1. **Find Max GPU Memory Utilization**: The script first determines the highest safe `gpu-memory-utilization` (starting from 0.98 and decreasing) that does not cause an Out-Of-Memory (OOM) error when launching the server. This ensures the benchmark runs use the maximum available memory without crashing.

2. **Iterate and Benchmark**: It then enters a nested loop, iterating through every combination of `max-num-seqs` and `max-num-batched-tokens` provided in the configuration lists.

3. **Latency-Aware Throughput Search**: For each parameter combination:
    - The vLLM server is started.
    - A benchmark is first run with an infinite request rate (`--request-rate inf`).
    - If the resulting P99 E2E latency is within the `MAX_LATENCY_ALLOWED_MS` limit, this throughput is considered the maximum for this configuration.
    - If the latency is too high, the script performs a search by iteratively decreasing the request rate until the latency constraint is met. This finds the highest sustainable throughput for the given parameters and latency requirement.

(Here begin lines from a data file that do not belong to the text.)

PR #2528, opened 2026-08-31
Create multiple simulations in parallel from MoBi.R

### LINKED ISSUE #2516: MoBi.R - create multiple simulations in parallel
`SimulationTask` should accept multiple `MoBi.R.Domain.SimulationRequest` and create simulations in parallel. Then return an array of Simulations.

Here is the implementation in R (currently only for one simulation) https://github.com/Open-Systems-Pharmacology/OSPSuite-R/blob/30f4b56a112dd1c19b3e908aa15aebb9fb50e31e/R/utilities-simulation.R#L10.

@rwmcintosh please check if 13 or 13.1

rwmcintosh:
Fixes #2516

`SimulationTask` now creates multiple simulations from `SimulationRequest`s in parallel, mirroring the parallel snapshot load from #2520/#2524.

### What changes

- `ISimulationTask` exposes a single `CreateSimulationsAndValidateFrom(params SimulationRequest[] requests)` returning one `SimulationCreationResult` per request in the request order. The former single-request method is folded into it as the private per-request step, following the plural-only shape of the other R-facing services (`RunSimulations`, `ImportResultsFromCSV`).
- Each request carries its name in the new `SimulationRequest.SimulationName` — the name only names the created simulation and the model root container, so it belongs on the request. The batch is then one trailing `params` array, the calling convention rSharp already binds for `SimulationRunner.RunSimulations`, working for any batch size including one. The R wrapper sets the property and splats the requests via `do.call`, as `runSimulations` does.
- The batch mirrors the hardened snapshot-load pattern: requests are created sequentially until the first success so lazily initialized services are warm, the rest are constructed in parallel bounded by `MaximumNumberOfCoresToUse`, and a request that cannot be created reports its errors in its result instead of failing the batch. Out-of-memory still propagates; a null requests array throws.

### Tests

- Four requests sharing one module are created in parallel with names and order preserved.
- A middle request with an illegal name fails into its result's `Errors` during the parallel phase while its neighbors succeed.
- A null requests array throws and an empty one returns no results; the single-request fixtures now run through the batch API.

## Summary by CodeRabbit

* **New Features**
  * Added support for creating and validating multiple simulations in a single operation.
  * Simulation names can now be provided with each simulation request.
  * Results are returned in the same order as the submitted requests.
  * Individual simulation errors are reported in results, allowing other simulations to continue processing.

### DIFF
--- a/src/MoBi.R/Services/SimulationTask.cs
+++ b/src/MoBi.R/Services/SimulationTask.cs
@@ -17,7 +17,8 @@ namespace MoBi.R.Services
    {
       /// <summary>
       ///    Creates and validates one simulation per request, named after <see cref="SimulationRequest.SimulationName" />.
-      ///    The results are returned in the request order.
+      ///    The results are returned in the request order. A request that cannot be created reports its errors in its
+      ///    result.
       /// </summary>
       SimulationCreationResult[] CreateSimulationsAndValidateFrom(params SimulationRequest[] requests);
 
@@ -85,7 +86,7 @@ namespace MoBi.R.Services
 
          var results = new SimulationCreationResult[requests.Length];
 
-         SimulationCreationResult createAt(int index)
+         bool createAt(int index)
          {
             try
             {
@@ -96,7 +97,7 @@ namespace MoBi.R.Services
                results[index] = new SimulationCreationResult(null, Enumerable.Empty<string>(), new[] { e.Message });
             }
 
-            return results[index];
+            return results[index].Simulation != null;
          }
 
          //simulations are created sequentially until one succeeds, so that lazily initialized services are
@@ -104,9 +105,9 @@ namespace MoBi.R.Services
          var warmupCount = 0;
          while (warmupCount < requests.Length)
          {
-            var result = createAt(warmupCount);
+            var success = createAt(warmupCount);
             warmupCount++;
-            if (result.Simulation != null)
+            if (success)
                break;
          }
 
--- a/src/MoBi.R/Services/SimulationTask.cs
+++ b/src/MoBi.R/Services/SimulationTask.cs
@@ -17,7 +17,7 @@ namespace MoBi.R.Services
    {
       /// <summary>
       ///    Creates and validates one simulation per request, named after <see cref="SimulationRequest.SimulationName" />.
-      ///    The simulations are created in parallel and the results are returned in the request order.
+      ///    The results are returned in the request order.
       /// </summary>
       SimulationCreationResult[] CreateSimulationsAndValidateFrom(params SimulationRequest[] requests);
 
--- a/src/MoBi.R/Services/SimulationTask.cs
+++ b/src/MoBi.R/Services/SimulationTask.cs
@@ -16,13 +16,8 @@ namespace MoBi.R.Services
    public interface ISimulationTask
    {
       /// <summary>
-      ///    Creates and validates a simulation named after <see cref="SimulationRequest.SimulationName" />.
-      /// </summary>
-      SimulationCreationResult CreateSimulationAndValidateFrom(SimulationRequest request);
-
-      /// <summary>
-      ///    Creates and validates one simulation per request. The simulations are created in parallel and the results are
-      ///    returned in the request order.
+      ///    Creates and validates one simulation per request, named after <see cref="SimulationRequest.SimulationName" />.
+      ///    The simulations are created in parallel and the results are returned in the request order.
       /// </summary>
       SimulationCreationResult[] CreateSimulationsAndValidateFrom(params SimulationRequest[] requests);
 
@@ -66,7 +61,7 @@ namespace MoBi.R.Services
          return allNamedObjects.FindByName(namedObjectToSelect);
       }
 
-      public SimulationCreationResult CreateSimulationAndValidateFrom(SimulationRequest request)
+      private SimulationCreationResult createSimulationAndValidateFrom(SimulationRequest request)
       {
          if (request == null)
             throw new InvalidArgumentException(AppConstants.Exceptions.SimulationRequestCannotBeNull);
@@ -94,7 +89,7 @@ namespace MoBi.R.Services
          {
             try
             {
-               results[index] = CreateSimulationAndValidateFrom(requests[index]);
+               results[index] = createSimulationAndValidateFrom(requests[index]);
             }
             catch (Exception e) when (!e.IsOutOfMemory())
             {
--- a/src/MoBi.R/Services/SimulationTask.cs
+++ b/src/MoBi.R/Services/SimulationTask.cs
@@ -1,12 +1,14 @@
 ﻿using System;
 using System.Collections.Generic;
 using System.Linq;
+using System.Threading.Tasks;
 using MoBi.Assets;
 using MoBi.R.Domain;
 using OSPSuite.Core.Domain;
 using OSPSuite.Core.Domain.Builder;
 using OSPSuite.Core.Domain.Services;
 using OSPSuite.Core.Extensions;
+using ICoreUserSettings = MoBi.Core.ICoreUserSettings;
 using ModuleConfiguration = MoBi.R.Domain.ModuleConfiguration;
 
 namespace MoBi.R.Services
@@ -14,6 +16,12 @@ namespace MoBi.R.Services
    public interface ISimulationTask
    {
       SimulationCreationResult CreateSimulationAndValidateFrom(string simulationName, SimulationRequest request);
+
+      /// <summary>
+      ///    Creates and validates one simulation per request, named after <see cref="SimulationRequest.SimulationName" />.
+      ///    The simulations are created in parallel and the results are returned in the request order.
+      /// </summary>
+      SimulationCreationResult[] CreateSimulationsAndValidateFrom(params SimulationRequest[] requests);
 
       ModuleConfiguration CreateModuleConfiguration(Module module,
          string selectedParameterValues = null,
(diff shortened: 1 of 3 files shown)


rwmcintosh:
@coderabbitai review please

Yuri05:
@rwmcintosh 

# Review — PR #2528: Create multiple simulations in parallel from MoBi.R

## Issues

### 1. Shared building blocks are read concurrently — likely thread-safety problem
`CreateSimulationsAndValidateFrom` runs `_simulationFactory.CreateSimulationFrom` for several requests at once, and the intended usage (explicitly exercised by `when_creating_multiple_simulations`, where four requests share the same `_moduleConfiguration`) has multiple threads traversing/cloning the *same* `Module` and building-block object graphs simultaneously. Neither `ISimulationFactory`, the underlying clone managers, nor the `ObjectBaseFactory`/id generation are documented as thread-safe, and the warm-up loop only addresses lazy service initialization, not re-entrancy. The parallel snapshot load in `ProjectMapper` this is modelled after maps *distinct* snapshots, so it is not the same situation. This needs to be established (or the shared inputs cloned once per request up front) before the parallelism is safe; a passing 4-simulation test does not demonstrate absence of a race.

### 2. Breaking public API change with no migration path in this repo
`SimulationCreationResult CreateSimulationAndValidateFrom(string, SimulationRequest)` is removed from `ISimulationTask`, which is an R-facing API exposed via `Api.GetSimulationTask()`. The PR description says "The R wrapper sets the property and splats the requests via `do.call`", but no R wrapper change is in this diff, so the corresponding change in the R package is untracked. At minimum the coordinated change should be linked, and the removal should be called out as breaking rather than described as folding the method in.

### 3. Silent change from throwing to error-in-result for single-request callers
Previously an invalid configuration threw `InvalidOperationException` (see the rewritten `should_throw_expected_exception` → `should_return_the_errors_instead_of_a_simulation`). Now every failure is swallowed into `SimulationCreationResult.Errors`. Existing single-simulation callers that relied on the exception will now silently receive a result with `Simulation == null` and keep going. This is a behavioural break independent of the batching and deserves an explicit note (and, ideally, preserving throw-on-failure when a single request is passed, or documenting the new contract in the R wrapper).

### 4. Inconsistent null handling
A null `requests` array throws `InvalidArgumentException`, but a null *element* inside the array no longer throws: `createSimulationAndValidateFrom` throws `InvalidArgumentException`, `createAt` catches it, and the caller gets an error-result. The two null cases should behave the same way. There is also no test for a null element.

Related: the null-array check reuses `AppConstants.Exceptions.SimulationRequestCannotBeNull`, whose wording refers to a single request; it will read incorrectly for the array case.

### 5. `SimulationRequest.SimulationName` is unvalidated
The name moved from a required method parameter to an optional settable property, so a caller that forgets to set it now passes `null` into `CreateSimulationFrom`. There is no validation and no test covering a null/empty name; the resulting failure will be an opaque message inside `Errors` rather than a clear argument error.

### 6. Diagnostic information is lost when a request fails
The catch block records only `e.Message`:
```csharp
results[index] = new SimulationCreationResult(null, Enumerable.Empty<string>(), new[] { e.Message });
```
Inner-exception detail and stack trace are discarded, and any warnings already accumulated are replaced with an empty collection. For a batch API where failures are no longer thrown, this is the only diagnostic the caller gets — consider including inner exception messages, and logging the exception as `ProjectMapper` does via `_logger.AddException`.

### 7. `createAt` has a confusing dual contract
It both writes `results[index]` as a side effect and returns the same value, and the return value is used only by the warm-up loop (`result.Simulation != null`). The `Parallel.For` call discards it. Returning a `bool` success flag (as `mapSimulationAt` does in `ProjectMapper`) would make the warm-up intent clearer.

### 8. Test gaps
- No test that `MaximumNumberOfCoresToUse` is honoured, whereas the equivalent snapshot work is covered in `ProjectMapperSpecs`/`ProjectLoadSpecs` (`A.CallTo(() => userSettings.MaximumNumberOfCoresToUse).Returns(...)`). The new `_userSettings` dependency is effectively untested.
- No test for out-of-memory propagation, despite it being called out as intended behaviour in the description.
- `should_create_all_simulations_from_the_shared_module` asserts `FirstOrDefault(...)?.Module.ShouldNotBeNull()` — the null-conditional makes the assertion vacuous when no module configuration matches `"Module1"`. It should assert the `FirstOrDefault` result is non-null.
- `when_creating_multiple_simulations_and_one_cannot_be_created` relies on the failing request being at index 1 to be handled in the parallel phase, which is only true because index 0 succeeds first. That coupling is implicit; a comment or an explicit assertion on ordering would make the intent robust.

### 9. Missing newline at end of file
`src/MoBi.R/Services/SimulationTask.cs` ends without a trailing newline (`\ No newline at end of file` in the diff).

rwmcintosh:
@Yuri05 point by point:

**Point 1 — thread safety of shared building blocks.** The premise that the parallel snapshot load maps distinct object graphs doesn't hold: `ModuleConfigurationMapper` resolves each simulation's modules from the project by name, so parallel snapshot constructions already share the same `Module` instances. `When_loading_a_snapshot_with_simulations_sharing_modules_in_parallel` (ProjectLoadSpecs) pins exactly this — four simulations sharing one module built in parallel, compared structurally against a sequential load. The re-entrancy work it relies on landed in #2518 (per-run dimension-validation state) and #2520/#2524 (per-call clone managers in both factories, each pinned by a spec). This PR goes through the same `CreateSimulationAndValidate` path, and its own spec exercises four requests sharing one module.

**Point 2 — breaking change / migration.** The MoBi.R API is unreleased, so there is no released consumer to migrate. The OSPSuite-R wrapper update is the immediate next piece of work and is tracked in Open-Systems-Pharmacology/OSPSuite-R#2024 (referenced from #2516).

**Point 3 — throw vs error-in-result.** Intentional: with a single batch API there is one per-request contract — a request that cannot be created reports through `Errors`; only a malformed call (null array) throws. The R wrapper raises `stop()` from `Errors`, so R-visible behavior is unchanged. The contract is now stated in the XML doc.

**Point 4 — null handling.** Also intentional: a null array is a malformed call, a null element is one bad request that must not fail its siblings — the same isolation the snapshot load applies per simulation. A spec for the null element was added.

**Point 5 — name validation.** The name is validated where it always was, in `SimulationFactory.CreateSimulationFrom`: a missing name yields "Simulation name is required" in `Errors`, not an opaque failure. A spec now pins that.

**Point 6 — diagnostics.** The catch in the batch method only ever sees the pre-factory throws (null request, name validation), whose messages are complete on their own. Construction failures are caught inside `SimulationFactory` exactly as before this PR, and no warnings exist on the exception path to be discarded.

**Point 7 — accepted:** `createAt` now returns a success flag, as `mapSimulationAt` does.

**Point 8 —** the vacuous assertion is fixed, and specs for the missing name, the null element and out-of-memory propagation were added. A core-count test is out of scope: nothing in this PR sets `MaximumNumberOfCoresToUse`. The failing-request spec is constructed so the middle request lands in the parallel phase; that is the spec's construction, not a hidden coupling needing commentary.

**Point 9 —** trailing newlines at EOF are not a convention in this repo.

src/MoBi.R/Services/SimulationTask.cs
```diff
@@ -53,21 +62,64 @@ private T selectByName<T>(IReadOnlyList<T> allNamedObjects, string namedObjectTo
...
+         while (warmupCount < requests.Length)
+         {
+            var success = createAt(warmupCount);
+            warmupCount++;
+            if (success)
+               break;
+         }
+
+         if (requests.Length > warmupCount)
+            Parallel.For(warmupCount, requests.Length, parallelOptions(), index => createAt(index));
```
Yuri05, line 115: shouldn't it be 
```
if (requests.Length > warmupCount + 1)
   Parallel.For(warmupCount + 1, requests.Length, parallelOptions(), index => createAt(index));
```
?
simulation at warmupCount was already created in the line 108 above.

src/MoBi.R/Services/SimulationTask.cs
Yuri05, line 1: AFAI understand, the logic is: if at least one of the simulations could not be created for any reason other than **OutOfMemory** - the whole process stops with error.
But if simulation(s) could not be created due to **OutOfMemory** - their creation result is null and all other simulations are created and returned to the caller.
What's the logic behind this strategy?

src/MoBi.R/Services/SimulationTask.cs
rwmcintosh: no, I don't think so, In a walkthrough
```
createAt(0), 
warmupCount = 1, 
break; 
Parallel.For(1, 4) //creates the rest
```

src/MoBi.R/Services/SimulationTask.cs
rwmcintosh: not quite

OOM means abort the whole call by not handling the OOM exception

All others are caught and result carries the error, continue with the rest of the requests.

The idea is that you cannot recover OOM by continuing in the next request because OOM is not related to the specific simulation, and will probably still throw on the next one in the list.

src/MoBi.R/Services/SimulationTask.cs
Yuri05: yep, you are right, it's incremented after creation and before the break

src/MoBi.R/Services/SimulationTask.cs
Yuri05: ah, true it's `catch (Exception e) when (!e.IsOutOfMemory())`
(and I have read it as `catch (Exception e) when (e.IsOutOfMemory()`) lol

Yuri05: makes totally sense then :)

Yuri05 (approved):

4. **Track Best Result**: Throughout the process, the script tracks the parameter combination that has yielded the highest valid throughput so far.

5. **Profile Collection**: For the best-performing run, the script saves the vLLM profiler output, which can be used for deep-dive performance analysis with tools like TensorBoard.